A Backward Look at Easter: The Possibility for White People to Lose Supremacy and Find Something Better

Photograph Source: Cunhal94 – CC BY-SA 4.0

[I] was quite content…to let everything about me go on, unquestioned, like a great machine – that was its habit and mine – to take it all for granted and consider it all right…there was nothing wrong in my world – or, if anything, not much – or, little or much, it was no affair of mine.

–Mr. Morfin, dutiful employee-turned-whistle-blower at Dombey & Son in Dicken’s Dombey and Son (1848)

We perform in rituals, and doing becomes believing.

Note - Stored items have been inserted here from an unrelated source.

PR #7262, opened 2018-12-12
Update types for WeakMap

nmn:
WeakMap doesn't currently accept Arrays as keys because Arrays are not subtypes of Objects in Flow's type system. This explicitly add support for Array keys to WeakMap.

### DIFF
--- a/lib/core.js
+++ b/lib/core.js
@@ -556,12 +556,12 @@ declare class Map<K, V> extends $ReadOnlyMap<K, V> {
     [key: $SymbolToStringTag | $SymbolSpecies]: Function;
 }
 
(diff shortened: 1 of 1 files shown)


benmosher:
ah sweet! I was about to file this but saw it was fixed in master via https://flow.org/try/.

thanks @nmn!

benmosher:
FWIW for any others until this ships: I ran into this using a `Tuple` type as my `WeakMap` key.

To work around, I found that doing a type union with `{}` 
```jsx
type MyTuple = {} & [ /* whatever */ ];
```
defuses the `WeakMap` error without damaging the type too much.

doasync:
How about a function as a key?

–Barbara Myerhoff, Number Our Days

The April speaker at The Other Side’s Hamilton speaker series, a retired professor of music, a musician and a black man, played videos for us of several tunes to illustrate his topic: Why Do Songs Matter?  In the video of gospel singer Hezekiah Walker’s It Will Get Better, we watched groups of people located in different places all over the country and the globe, singing and clapping and repeating the word “Better!” Is it mindless optimism thus to sing, clap your hands and move until you feel it?  Not, as “Doc” Woods pointed out,  if your life circumstances give you little-to-no reason for hope but still one must get up, go to work, live with some kind of spirit. But – and I ask this despite the video, which, like a beer commercial, included all races and colors, and many nationalities,  can white people experience the benefit of such resurrection optimism?  Might it be good for us? Kind of like the beer commercial, it looks good, especially now in Trump’s America, but isn’t there something one must be suspicious of? How does one leave the known surety of secular liberal skepticism for the unknown of joyful noise-making?

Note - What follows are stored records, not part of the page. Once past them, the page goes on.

Issue #7128, opened 2018-10-31
enum indexer property not inferred properly


villesau:
[try flow](https://flow.org/try/#0PTAEAEDMBsHsHcBQiAuBPADgU1ASQHYAmWAHlgE6gC8oA5AEa0Dcy62oAgtaAN4A+AQwBcofAFcAtvQp8AvizY4AQt34A6DRwA0oANoBrLGhENaAXREBnFOQCW+AOag5LEKEWgVNdZp30rNvZOLqAg8LDk+pbIAMaw+NbuWNYiXrzCoADMAEwAjH4mAvQxtPKgQA)

This prevents writing certain libdefs, e.g this: [try flow](https://flow.org/try/#0PTAEAEDMBsHsHcBQiAmBTAxtAhgJzaFtgM7GgBi2GALrLgJ4A8AKgDSgCCGGArgLY8ctXKAC8oAN4AfKQF8AfJMShQ2FCg7VquRgGkAXKAAkutPWIt57AGqGjAUWho+aAHbVm9AA5oW7XfLyABTKKqAA1maGuqyhKgBu2NA8aIbWoQCUhpQ0dExskgB0xVy8AkJ07ADaugC6aaAKANyhAOZo1ABKaMSC1EFZnNz8gtjCiLLIGLCuxNSgkFTC9GKgrmjwFEt5jNLYhq78AEZouOxHhnO4AJaurXLBGS2I07Pzi7kMAEyrH8uFag0WlwQQA5EdQexQcQ+NQABZ3ACEoKeLxmcwW2wYAGZflj6AD1JptGDsJDQNivgBGVGIECgIJ-PJfQrtLo9PoDQzSC6gK63VrsfZrY6nORPUD0niuaZ8FzuBZ0UCnXB0YhAA)

This has never worked. It's especially important when moving exact by default types since `A & B` would not work in that kind of cases anymore. Now the example is possible to make working with limitation that exact properties are not supported, and using `A & B` approach.

Would be very interesting to try to fix this by my self, but Flow codebase is a bit frightening. Any pointers what lines should I look at and would this be big task to fix?

wchargin:
This seems like a special case of indexers being totally broken on exact
objects. Changing `key: "b"` to `key: string` in your example raises the
same error.

The simplest repro is

```js
({a: 1}: {|[string]: number|});  // fails! :-(
```

@jbrown215: When objects become exact-by-default, this will be a
crippling pain point. Indexer properties will become basically unusable.
[...]

Issue #7240, opened 2018-12-07
exact objects with indexer properties fails to type check


villesau:
[try flow](https://flow.org/try/#0PTAEAEDMBsHsHcBQiAuBPADgU1AeQEagC8oA3gD6ICQA1ANoDWWaAXKAM4oBOAlgHYBzALps+AVwC2+LF0TkAvsgDGsPp1Cx8bAsTIBDNgEYATAGZ5QA)

following code:

```
// @flow

type Ob = {|
	+[key: string]: number
|}

const ob: Ob = {a: 123}
```

fails. There are valid reasons to use exact indexer: You want to define that all the possible properties have certain type what ever the key is. If the `Ob` type would be inexact, that would mean that it's possible that the object has what ever in it. 

Actually having inexact type 

```
type Ob = {
	+[key: string]: number
}

```

type does not make much sense: What ever key you have should be number, but the object also might have some other properties? There is clear conflict in the logic: the type _needs_ to be something, but it also _might_ be something else.

SamChou19815:
Now it succeeds

Issue #4181, opened 2017-06-15
Debugging Flow


agentcooper:
I am using Visual Studio Code with [vscode-ocaml](https://github.com/hackwaly/vscode-ocaml) extension. `./bin/flow` is compiled using `make build-flow-debug` (see also: https://github.com/facebook/flow/issues/4177).

`.vscode/launch.json`:

```js
{
  "version": "0.2.0",
  "configurations": [
    {
      "name": "OCaml",
      "type": "ocamldebug",
      "request": "launch",
      "program": "${workspaceRoot}/bin/flow",
      "console": "internalConsole",
      "stopOnEntry": false,
      "arguments": [
        "${workspaceRoot}/local-test"
      ]
    }
  ]
}
```

`local-test/test.js`:

```js
// @flow

const a: number = 'z' + 'd';
```

Debugging `main` seems to work:

<img width="794" alt="screen shot 2017-06-15 at 15 28 09" src="https://user-images.githubusercontent.com/794591/27183582-4f28422c-51df-11e7-9a48-af9d5b69d253.png">

However If I set a breakpoint somewhere in `src/typings/`, for example `statement.ml`, inside `variable_decl` function, then the breakpoint is skipped.

I suspect this is because of the server-client architecture - actual type checking happens inside a different process.

Is there any good way around this?

kogai:
I faced the same problem and I didn't solve it.

For the reference, I tried `flow check` command.
It seems to be checking type at foreground, but when using `ocamlbuild` with settings like below,
debugger responds with `cannot connect to debugger at 127.0.0.1 error: No such file or directory`.

```javascript
{
    "program": "${workspaceRoot}/bin/flow",
    "arguments": ["check", "path/to/mycode.js"],
}
```

The error occurred at `spawn` function in `hack/utils/daemon.ml`(yes, the debugger worked correctory), and I guess that it related to spawning server process.

kogai:
Still examining, but it seems to get some progress.

As above comment I guess, the problem caused by some process that created behind `flow`.

Then, I try out arguments "--max-workers" that described with `Maximum number of workers to create (capped by number of cores)`

I don't understand it in detail, but it seems related to some process behind `flow`.
So, I modified my settings like follows and executed `ocamldebug`.
 
```
{
    "program": "${workspaceRoot}/bin/flow",
    "arguments": ["check", "--max-workers", "0", "path/to/mycode.js"],
}
```

And the result looks as I expected.
[...]

Issue #7210, opened 2018-11-27
 Cannot spread same exact immutable types: null or undefined [1] is incompatible with string [2].


villesau:
[Try Flow](https://flow.org/try/#0PTAEAEDMBsHsHcBQiAuBPADgU1AMVrKALygDeAPqANSQEBcoA-AM4oBOAlgHYDmo5AXwDciAMawurUCixSSACgBGAQzYN8sAJTqCxAHyh5pULVgMA5KfMAaUADoHKtgM1CgA)

```
// @flow

type Foo = {| +foo: ?string |};
const test = (bar: Foo): Foo => ({ foo: 'foo', ...bar});
```

causes:

```
3: type Foo = {| +foo: ?string |};
                       ^ null or undefined [1] is incompatible with string [2].
References:
3: type Foo = {| +foo: ?string |};
                       ^ [1]
4: const test = (bar: Foo): Foo => ({ foo: 'foo', ...bar});
                                           ^ [2]
```

This is very strange and frustrating issue, I think there is no any scenario that would make the error valid.

The error location is also very odd: It's in the _type_, not in the usage. this makes suppressing the error pretty non-optimal.

If I don't spread, the problem disappears.

This happens with all Flow versions.

[Happens also without exactness or read-onlyness](https://flow.org/try/#0PTAEAEDMBsHsHcBQiAuBPADgU1AMVrKALygDeokBAXKAPwDOKATgJYB2A5qAL4DciAY1htGoFFlEkAFACMAhkxr5YASiUFiAPlBTylWDQDk+wwBpQAOivym3FbyA)
[possibly undefined version works](https://flow.org/try/#0PTAEAEDMBsHsHcBQiAuBPADgU1AMVrKALygDeAPqANSQED8AXKAM4oBOAlgHYDmo5AXwDciAMawurUCixSSACgBGAQzZN8sAJTqCxAHyh5pULVhMA5KfMAaUADoHKtgM1CgA) Unfortunately this is not what our type really is :/

Gisleburt:
I'm suffering the same problem. This appears to have been a long standing bug in flow. See #5243

nmote:
This no longer errors on master

PR #7271, opened 2018-12-16
Fix exact object indexer issue 7128 and 7240

villesau:
This fixes https://github.com/facebook/flow/issues/7128 and https://github.com/facebook/flow/issues/7240

Root cause for both issues were same.

In overall I think that singleton string indexer properties should be treated as a regular keys from the get go but that's probably bigger change. The change introduced in this PR is probably fine for now as nothing broke, and test harness around exact indexer properties is now slightly better.

Having debugger setup in place helps _a lot_: https://github.com/facebook/flow/issues/4181#issuecomment-447596374

### DIFF
--- a/src/typing/flow_js.ml
+++ b/src/typing/flow_js.ml
@@ -6741,7 +6741,7 @@ and flow_obj_to_obj cx trace ~use_op (lreason, l_obj) (ureason, u_obj) =
         (Field (None, lv, lpolarity), Field (None, uv, upolarity))
     | _ -> ());
 
-  if rflags.exact && rflags.sealed = Sealed && not (is_literal_object_reason ureason)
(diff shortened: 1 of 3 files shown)


villesau:
This actually also fixes this error: https://github.com/facebook/flow/issues/7210

jedwards1211:
Is there any reason this didn't get merged?  Would be nice 😄

villesau:
@jedwards1211 I had totally forgotten this PR :D  I think here is the most comprehensive discussion about the topic: https://github.com/facebook/flow/issues/7128

Maybe @jbrown215 could comment on this?

SamChou19815:
Closing this PR since all mentioned issues have been fixed. Most recently, https://github.com/facebook/flow/issues/7128 is addressed with newly introduced mapped type.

Supposing there’s a key here to defeating (not all at once, but over an unquantifiable period of time) fascism and white supremacy?  Would you take it? What if there’s something to this kind of earned optimism, to transformation, a gift of the spirit? D.H. Lawrence told us, “As long as there have been men,” “too little joy” has been felt. And this is our “original sin.” William Blake, another prophet of the heart, told us “Exuberance is beauty.” But here, surely, is a wide river to cross for those of us raised in virtuous, puritanist, delayed gratification. And not for us heirs of protestantism only.  Many who are quick to grab feel-good joy, sinless and free, also miss its deeper, sorrow-drenched significance.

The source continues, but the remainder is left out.